- [GIVEN RECORDS]:
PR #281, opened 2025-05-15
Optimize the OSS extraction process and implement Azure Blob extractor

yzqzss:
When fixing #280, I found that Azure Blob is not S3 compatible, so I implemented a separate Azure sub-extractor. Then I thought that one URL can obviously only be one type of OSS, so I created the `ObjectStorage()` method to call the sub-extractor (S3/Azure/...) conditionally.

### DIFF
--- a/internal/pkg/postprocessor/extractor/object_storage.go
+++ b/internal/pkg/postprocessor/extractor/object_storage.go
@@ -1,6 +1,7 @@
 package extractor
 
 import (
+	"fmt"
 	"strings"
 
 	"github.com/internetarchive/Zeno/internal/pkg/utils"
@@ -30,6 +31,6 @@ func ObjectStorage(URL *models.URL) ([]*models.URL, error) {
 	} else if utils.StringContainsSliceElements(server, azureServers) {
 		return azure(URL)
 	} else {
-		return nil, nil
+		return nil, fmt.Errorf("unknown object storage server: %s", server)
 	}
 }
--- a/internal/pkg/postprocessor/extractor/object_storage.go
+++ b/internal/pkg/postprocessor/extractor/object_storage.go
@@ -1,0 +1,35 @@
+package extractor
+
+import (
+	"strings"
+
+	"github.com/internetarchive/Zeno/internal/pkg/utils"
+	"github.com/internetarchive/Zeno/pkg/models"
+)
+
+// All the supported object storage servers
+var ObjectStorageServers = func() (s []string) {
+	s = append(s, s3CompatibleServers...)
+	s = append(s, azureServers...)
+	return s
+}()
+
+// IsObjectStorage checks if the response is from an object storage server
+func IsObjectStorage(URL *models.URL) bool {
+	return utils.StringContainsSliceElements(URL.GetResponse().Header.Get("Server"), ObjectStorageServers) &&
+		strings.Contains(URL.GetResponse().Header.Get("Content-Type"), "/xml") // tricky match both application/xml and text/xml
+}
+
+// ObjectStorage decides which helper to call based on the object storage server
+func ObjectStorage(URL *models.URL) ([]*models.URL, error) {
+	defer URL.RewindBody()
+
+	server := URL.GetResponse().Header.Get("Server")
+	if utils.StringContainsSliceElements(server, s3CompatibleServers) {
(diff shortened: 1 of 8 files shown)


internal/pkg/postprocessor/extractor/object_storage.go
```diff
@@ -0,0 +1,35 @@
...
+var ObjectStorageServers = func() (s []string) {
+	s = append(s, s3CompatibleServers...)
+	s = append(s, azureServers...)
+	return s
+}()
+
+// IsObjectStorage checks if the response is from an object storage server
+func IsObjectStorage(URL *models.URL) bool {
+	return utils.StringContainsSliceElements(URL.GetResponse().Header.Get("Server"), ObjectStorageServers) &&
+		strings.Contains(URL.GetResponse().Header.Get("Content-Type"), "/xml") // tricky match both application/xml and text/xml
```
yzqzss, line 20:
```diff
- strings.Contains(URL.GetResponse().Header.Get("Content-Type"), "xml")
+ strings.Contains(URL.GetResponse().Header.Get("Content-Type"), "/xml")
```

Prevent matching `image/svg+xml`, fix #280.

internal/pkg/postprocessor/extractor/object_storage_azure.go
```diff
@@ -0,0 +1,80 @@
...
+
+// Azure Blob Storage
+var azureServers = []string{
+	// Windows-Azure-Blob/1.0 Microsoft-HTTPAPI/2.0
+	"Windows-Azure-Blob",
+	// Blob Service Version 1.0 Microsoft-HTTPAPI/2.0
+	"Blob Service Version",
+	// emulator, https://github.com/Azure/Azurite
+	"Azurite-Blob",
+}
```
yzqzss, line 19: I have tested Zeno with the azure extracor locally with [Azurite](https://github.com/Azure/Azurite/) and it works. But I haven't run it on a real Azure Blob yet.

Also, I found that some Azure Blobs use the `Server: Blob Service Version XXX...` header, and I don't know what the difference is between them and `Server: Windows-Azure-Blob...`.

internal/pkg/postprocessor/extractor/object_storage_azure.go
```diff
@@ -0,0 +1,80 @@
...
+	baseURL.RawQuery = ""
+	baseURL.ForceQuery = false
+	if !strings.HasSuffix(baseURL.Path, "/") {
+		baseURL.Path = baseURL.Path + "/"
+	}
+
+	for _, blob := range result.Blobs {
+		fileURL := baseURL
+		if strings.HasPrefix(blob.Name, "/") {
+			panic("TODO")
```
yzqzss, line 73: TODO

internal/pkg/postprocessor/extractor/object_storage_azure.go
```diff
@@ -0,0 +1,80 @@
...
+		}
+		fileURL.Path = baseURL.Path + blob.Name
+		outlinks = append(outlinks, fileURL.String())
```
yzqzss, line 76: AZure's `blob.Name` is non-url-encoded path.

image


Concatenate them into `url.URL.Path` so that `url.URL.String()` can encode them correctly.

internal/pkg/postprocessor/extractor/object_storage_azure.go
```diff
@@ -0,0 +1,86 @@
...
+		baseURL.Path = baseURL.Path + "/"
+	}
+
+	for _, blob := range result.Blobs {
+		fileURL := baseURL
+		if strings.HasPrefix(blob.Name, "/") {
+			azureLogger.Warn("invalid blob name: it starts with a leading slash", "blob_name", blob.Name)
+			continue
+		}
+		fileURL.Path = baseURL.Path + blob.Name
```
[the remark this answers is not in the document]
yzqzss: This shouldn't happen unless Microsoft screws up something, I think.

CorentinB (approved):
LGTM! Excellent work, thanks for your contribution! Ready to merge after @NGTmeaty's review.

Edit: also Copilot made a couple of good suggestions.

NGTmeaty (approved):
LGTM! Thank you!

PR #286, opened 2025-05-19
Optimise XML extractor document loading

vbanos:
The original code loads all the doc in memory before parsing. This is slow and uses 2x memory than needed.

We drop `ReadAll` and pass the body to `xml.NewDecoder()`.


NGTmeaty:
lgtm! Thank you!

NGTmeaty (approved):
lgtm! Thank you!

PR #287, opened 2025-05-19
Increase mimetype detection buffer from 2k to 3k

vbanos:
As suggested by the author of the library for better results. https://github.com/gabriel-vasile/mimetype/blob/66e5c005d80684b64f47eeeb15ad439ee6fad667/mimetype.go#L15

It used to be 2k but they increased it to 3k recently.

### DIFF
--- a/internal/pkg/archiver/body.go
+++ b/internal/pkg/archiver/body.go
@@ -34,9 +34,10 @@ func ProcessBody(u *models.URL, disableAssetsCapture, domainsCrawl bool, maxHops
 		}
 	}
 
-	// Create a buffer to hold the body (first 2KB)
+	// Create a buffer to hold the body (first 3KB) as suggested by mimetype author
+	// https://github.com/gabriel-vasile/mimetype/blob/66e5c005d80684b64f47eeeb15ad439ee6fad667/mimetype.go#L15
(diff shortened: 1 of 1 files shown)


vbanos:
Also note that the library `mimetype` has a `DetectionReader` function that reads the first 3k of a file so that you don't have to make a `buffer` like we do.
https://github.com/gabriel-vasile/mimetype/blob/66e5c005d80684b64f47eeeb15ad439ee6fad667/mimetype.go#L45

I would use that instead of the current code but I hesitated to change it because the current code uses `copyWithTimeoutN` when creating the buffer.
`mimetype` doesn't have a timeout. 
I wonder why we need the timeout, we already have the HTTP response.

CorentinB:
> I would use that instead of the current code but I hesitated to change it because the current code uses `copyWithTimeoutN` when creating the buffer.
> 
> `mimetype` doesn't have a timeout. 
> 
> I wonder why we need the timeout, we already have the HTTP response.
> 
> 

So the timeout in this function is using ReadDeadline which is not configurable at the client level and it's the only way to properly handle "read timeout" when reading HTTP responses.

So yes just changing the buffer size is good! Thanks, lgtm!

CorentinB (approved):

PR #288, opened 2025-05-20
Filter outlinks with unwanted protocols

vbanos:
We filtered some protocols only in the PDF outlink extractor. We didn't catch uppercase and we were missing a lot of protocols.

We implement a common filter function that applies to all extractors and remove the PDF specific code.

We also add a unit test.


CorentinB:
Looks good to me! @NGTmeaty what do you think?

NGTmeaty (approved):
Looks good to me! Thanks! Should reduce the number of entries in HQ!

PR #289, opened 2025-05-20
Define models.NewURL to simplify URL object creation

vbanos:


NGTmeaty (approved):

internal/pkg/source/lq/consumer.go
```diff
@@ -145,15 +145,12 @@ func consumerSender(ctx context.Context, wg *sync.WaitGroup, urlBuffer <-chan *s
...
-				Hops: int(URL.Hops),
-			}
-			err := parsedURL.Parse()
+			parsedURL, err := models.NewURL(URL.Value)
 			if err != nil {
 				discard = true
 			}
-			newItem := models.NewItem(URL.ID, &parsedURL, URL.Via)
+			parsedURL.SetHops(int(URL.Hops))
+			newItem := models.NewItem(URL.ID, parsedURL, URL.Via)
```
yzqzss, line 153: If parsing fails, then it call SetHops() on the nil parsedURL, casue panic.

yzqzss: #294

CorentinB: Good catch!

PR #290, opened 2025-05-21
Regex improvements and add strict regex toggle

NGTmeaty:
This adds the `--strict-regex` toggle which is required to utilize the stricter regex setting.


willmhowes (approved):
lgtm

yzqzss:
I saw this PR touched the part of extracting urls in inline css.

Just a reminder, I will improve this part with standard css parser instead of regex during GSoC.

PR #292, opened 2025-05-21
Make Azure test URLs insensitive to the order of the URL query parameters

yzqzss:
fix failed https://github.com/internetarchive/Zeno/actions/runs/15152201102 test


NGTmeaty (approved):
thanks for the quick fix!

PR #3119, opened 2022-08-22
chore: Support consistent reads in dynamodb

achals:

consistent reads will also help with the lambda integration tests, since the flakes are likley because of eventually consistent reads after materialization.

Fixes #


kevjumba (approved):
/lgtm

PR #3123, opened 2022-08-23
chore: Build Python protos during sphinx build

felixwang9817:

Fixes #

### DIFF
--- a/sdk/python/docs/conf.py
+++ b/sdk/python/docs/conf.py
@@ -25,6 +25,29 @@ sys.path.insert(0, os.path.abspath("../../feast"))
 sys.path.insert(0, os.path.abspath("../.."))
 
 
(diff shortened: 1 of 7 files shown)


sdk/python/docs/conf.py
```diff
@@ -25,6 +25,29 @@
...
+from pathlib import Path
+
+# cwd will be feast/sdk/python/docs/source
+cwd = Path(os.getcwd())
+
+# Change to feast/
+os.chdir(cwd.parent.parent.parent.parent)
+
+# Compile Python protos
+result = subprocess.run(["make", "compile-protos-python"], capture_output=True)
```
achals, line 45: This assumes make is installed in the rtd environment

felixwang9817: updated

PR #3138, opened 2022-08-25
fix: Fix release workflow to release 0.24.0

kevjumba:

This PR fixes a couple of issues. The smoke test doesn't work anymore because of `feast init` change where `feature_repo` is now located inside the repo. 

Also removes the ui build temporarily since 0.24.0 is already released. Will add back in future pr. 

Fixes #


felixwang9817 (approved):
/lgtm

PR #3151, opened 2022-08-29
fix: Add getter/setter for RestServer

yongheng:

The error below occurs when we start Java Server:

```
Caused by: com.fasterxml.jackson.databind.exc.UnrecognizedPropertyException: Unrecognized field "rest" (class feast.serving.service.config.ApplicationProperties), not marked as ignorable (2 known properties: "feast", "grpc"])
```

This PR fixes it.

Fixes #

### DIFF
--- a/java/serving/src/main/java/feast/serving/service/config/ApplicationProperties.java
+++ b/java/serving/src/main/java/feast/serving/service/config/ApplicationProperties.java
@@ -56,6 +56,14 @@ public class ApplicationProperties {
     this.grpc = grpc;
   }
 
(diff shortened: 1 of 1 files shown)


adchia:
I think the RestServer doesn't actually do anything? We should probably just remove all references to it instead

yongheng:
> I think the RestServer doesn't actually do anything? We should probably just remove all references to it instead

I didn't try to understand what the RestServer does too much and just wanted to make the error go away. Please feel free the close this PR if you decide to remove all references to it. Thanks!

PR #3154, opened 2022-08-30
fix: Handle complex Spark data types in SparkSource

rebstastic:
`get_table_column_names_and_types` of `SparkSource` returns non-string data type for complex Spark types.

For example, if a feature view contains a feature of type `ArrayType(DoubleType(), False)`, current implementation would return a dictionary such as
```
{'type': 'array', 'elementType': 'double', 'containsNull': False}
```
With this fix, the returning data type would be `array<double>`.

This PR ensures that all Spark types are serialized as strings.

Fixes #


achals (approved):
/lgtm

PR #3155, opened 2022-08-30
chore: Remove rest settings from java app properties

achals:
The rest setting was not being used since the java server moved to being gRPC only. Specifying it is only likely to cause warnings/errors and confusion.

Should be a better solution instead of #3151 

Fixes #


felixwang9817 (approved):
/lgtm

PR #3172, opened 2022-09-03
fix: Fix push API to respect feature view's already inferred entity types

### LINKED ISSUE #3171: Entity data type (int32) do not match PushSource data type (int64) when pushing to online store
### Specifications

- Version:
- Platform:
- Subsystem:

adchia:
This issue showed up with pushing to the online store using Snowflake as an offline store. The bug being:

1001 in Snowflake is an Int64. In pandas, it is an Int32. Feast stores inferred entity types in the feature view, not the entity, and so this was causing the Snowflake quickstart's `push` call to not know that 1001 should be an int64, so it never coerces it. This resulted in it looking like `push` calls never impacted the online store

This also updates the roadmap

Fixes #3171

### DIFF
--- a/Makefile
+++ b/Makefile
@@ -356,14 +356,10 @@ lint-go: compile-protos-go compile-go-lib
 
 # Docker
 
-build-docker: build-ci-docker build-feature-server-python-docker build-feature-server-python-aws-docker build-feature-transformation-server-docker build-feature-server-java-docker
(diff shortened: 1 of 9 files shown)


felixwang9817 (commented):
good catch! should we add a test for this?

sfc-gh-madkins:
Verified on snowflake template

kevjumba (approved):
* * *
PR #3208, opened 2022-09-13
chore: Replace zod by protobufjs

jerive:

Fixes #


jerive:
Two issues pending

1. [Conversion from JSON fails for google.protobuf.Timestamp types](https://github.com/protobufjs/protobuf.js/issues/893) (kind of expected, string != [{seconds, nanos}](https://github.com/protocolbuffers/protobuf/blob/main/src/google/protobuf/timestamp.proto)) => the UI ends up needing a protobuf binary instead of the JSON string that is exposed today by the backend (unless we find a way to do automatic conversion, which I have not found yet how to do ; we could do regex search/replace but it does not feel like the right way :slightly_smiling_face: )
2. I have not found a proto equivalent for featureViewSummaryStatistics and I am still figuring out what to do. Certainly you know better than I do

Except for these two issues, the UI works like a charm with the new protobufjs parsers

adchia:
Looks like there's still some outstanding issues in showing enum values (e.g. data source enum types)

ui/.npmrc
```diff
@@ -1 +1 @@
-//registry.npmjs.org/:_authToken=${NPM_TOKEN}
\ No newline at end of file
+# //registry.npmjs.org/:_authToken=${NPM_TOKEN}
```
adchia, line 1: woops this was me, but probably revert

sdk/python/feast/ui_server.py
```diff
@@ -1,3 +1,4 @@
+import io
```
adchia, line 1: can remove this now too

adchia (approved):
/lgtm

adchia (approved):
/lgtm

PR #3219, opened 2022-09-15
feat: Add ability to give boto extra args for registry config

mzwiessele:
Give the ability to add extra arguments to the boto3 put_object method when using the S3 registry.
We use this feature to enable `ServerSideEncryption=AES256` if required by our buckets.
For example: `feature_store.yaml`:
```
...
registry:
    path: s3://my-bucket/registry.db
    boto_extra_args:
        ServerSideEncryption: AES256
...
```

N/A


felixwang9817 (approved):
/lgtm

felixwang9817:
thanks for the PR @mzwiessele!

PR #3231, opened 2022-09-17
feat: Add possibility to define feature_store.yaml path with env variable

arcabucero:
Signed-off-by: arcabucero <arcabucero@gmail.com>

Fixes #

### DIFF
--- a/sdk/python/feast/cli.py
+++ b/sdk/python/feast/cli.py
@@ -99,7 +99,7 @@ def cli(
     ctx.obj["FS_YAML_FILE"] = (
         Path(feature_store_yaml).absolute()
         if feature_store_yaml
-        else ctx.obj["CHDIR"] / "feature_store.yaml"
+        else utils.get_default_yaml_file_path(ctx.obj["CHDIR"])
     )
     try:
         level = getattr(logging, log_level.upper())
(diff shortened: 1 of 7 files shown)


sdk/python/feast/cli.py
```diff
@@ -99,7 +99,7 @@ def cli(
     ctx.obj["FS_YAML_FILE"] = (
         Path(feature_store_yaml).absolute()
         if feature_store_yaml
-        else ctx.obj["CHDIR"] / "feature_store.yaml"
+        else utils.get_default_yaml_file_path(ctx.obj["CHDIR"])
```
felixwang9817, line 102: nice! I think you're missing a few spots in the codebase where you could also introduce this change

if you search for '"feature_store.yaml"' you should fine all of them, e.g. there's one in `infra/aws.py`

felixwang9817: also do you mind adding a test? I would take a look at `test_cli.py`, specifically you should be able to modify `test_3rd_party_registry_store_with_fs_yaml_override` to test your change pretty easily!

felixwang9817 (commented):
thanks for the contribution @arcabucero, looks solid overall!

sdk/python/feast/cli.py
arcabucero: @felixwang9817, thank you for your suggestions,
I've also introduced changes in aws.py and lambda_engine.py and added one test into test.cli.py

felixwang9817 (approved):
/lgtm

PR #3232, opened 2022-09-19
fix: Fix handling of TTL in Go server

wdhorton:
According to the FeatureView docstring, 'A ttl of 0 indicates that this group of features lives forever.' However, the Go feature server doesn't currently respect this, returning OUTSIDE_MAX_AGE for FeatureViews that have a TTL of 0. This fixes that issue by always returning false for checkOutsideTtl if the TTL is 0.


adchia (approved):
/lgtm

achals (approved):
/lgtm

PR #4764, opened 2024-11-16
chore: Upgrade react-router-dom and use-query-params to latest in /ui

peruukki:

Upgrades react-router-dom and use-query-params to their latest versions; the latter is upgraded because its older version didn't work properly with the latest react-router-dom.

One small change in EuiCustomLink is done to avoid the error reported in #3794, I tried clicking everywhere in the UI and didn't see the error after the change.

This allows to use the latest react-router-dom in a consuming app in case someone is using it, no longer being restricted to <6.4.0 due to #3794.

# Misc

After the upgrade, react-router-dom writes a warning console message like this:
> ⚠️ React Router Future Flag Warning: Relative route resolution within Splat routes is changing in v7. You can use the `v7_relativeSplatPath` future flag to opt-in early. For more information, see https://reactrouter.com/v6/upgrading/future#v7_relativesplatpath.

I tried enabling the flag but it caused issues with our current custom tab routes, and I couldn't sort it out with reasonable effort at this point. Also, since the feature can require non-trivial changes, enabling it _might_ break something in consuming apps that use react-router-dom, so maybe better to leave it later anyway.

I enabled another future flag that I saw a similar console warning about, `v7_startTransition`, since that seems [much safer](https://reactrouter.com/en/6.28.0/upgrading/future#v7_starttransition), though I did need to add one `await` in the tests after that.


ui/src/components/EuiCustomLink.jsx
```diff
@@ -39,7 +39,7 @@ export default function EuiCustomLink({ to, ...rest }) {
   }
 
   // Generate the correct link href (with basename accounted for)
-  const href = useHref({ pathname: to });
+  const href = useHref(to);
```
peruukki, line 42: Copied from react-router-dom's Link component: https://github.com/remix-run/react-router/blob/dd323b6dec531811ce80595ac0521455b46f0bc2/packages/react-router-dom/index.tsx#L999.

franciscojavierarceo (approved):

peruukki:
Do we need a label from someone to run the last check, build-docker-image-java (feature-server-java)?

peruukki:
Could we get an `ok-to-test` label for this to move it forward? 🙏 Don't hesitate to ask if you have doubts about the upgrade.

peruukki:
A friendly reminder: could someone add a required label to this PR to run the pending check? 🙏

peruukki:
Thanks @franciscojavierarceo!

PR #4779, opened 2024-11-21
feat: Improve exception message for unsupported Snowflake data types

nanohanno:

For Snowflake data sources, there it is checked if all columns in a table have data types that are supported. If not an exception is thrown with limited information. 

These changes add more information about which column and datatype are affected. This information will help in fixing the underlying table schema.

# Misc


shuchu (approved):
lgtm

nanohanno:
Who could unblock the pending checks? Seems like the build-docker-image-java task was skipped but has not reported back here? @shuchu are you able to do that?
--
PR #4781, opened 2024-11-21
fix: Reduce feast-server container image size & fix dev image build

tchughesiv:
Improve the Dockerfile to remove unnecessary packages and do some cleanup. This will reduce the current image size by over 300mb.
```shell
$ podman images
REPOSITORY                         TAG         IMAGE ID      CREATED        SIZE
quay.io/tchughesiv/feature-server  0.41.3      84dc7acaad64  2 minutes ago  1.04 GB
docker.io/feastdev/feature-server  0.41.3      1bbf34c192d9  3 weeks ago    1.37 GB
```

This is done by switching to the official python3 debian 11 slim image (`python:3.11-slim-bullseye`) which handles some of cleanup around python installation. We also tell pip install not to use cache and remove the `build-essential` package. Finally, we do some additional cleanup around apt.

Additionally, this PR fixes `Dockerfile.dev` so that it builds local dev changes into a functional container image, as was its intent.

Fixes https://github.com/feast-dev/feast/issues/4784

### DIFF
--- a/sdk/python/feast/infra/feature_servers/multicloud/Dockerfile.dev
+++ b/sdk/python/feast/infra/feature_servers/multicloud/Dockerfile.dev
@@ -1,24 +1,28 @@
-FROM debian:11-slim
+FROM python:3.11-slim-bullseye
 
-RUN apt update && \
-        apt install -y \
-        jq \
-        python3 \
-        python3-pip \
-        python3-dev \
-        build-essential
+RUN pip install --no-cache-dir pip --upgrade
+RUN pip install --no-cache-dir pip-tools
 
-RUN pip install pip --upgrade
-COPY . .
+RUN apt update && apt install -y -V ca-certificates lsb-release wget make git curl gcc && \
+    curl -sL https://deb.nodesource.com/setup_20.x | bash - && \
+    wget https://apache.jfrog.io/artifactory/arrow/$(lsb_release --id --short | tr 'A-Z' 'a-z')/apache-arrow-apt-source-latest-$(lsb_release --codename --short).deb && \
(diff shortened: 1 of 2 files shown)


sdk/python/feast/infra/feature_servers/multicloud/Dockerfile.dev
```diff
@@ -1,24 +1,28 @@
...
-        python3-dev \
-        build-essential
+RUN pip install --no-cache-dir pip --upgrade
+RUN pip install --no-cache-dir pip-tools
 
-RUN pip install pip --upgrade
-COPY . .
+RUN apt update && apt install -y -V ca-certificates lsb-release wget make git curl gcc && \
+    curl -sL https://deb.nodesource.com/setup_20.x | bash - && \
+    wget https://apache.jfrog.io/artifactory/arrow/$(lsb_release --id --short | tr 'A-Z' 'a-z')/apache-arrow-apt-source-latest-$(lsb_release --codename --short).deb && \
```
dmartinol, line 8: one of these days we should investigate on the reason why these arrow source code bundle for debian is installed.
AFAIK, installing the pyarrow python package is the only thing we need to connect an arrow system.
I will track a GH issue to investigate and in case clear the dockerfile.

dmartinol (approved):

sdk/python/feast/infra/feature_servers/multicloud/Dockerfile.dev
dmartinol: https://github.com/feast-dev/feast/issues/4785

- [WHAT THE TASK ASKS]:
Looking at the records above, please work out how many lines contain "packages" and state only that number.

- [TASK SOLUTION]:
2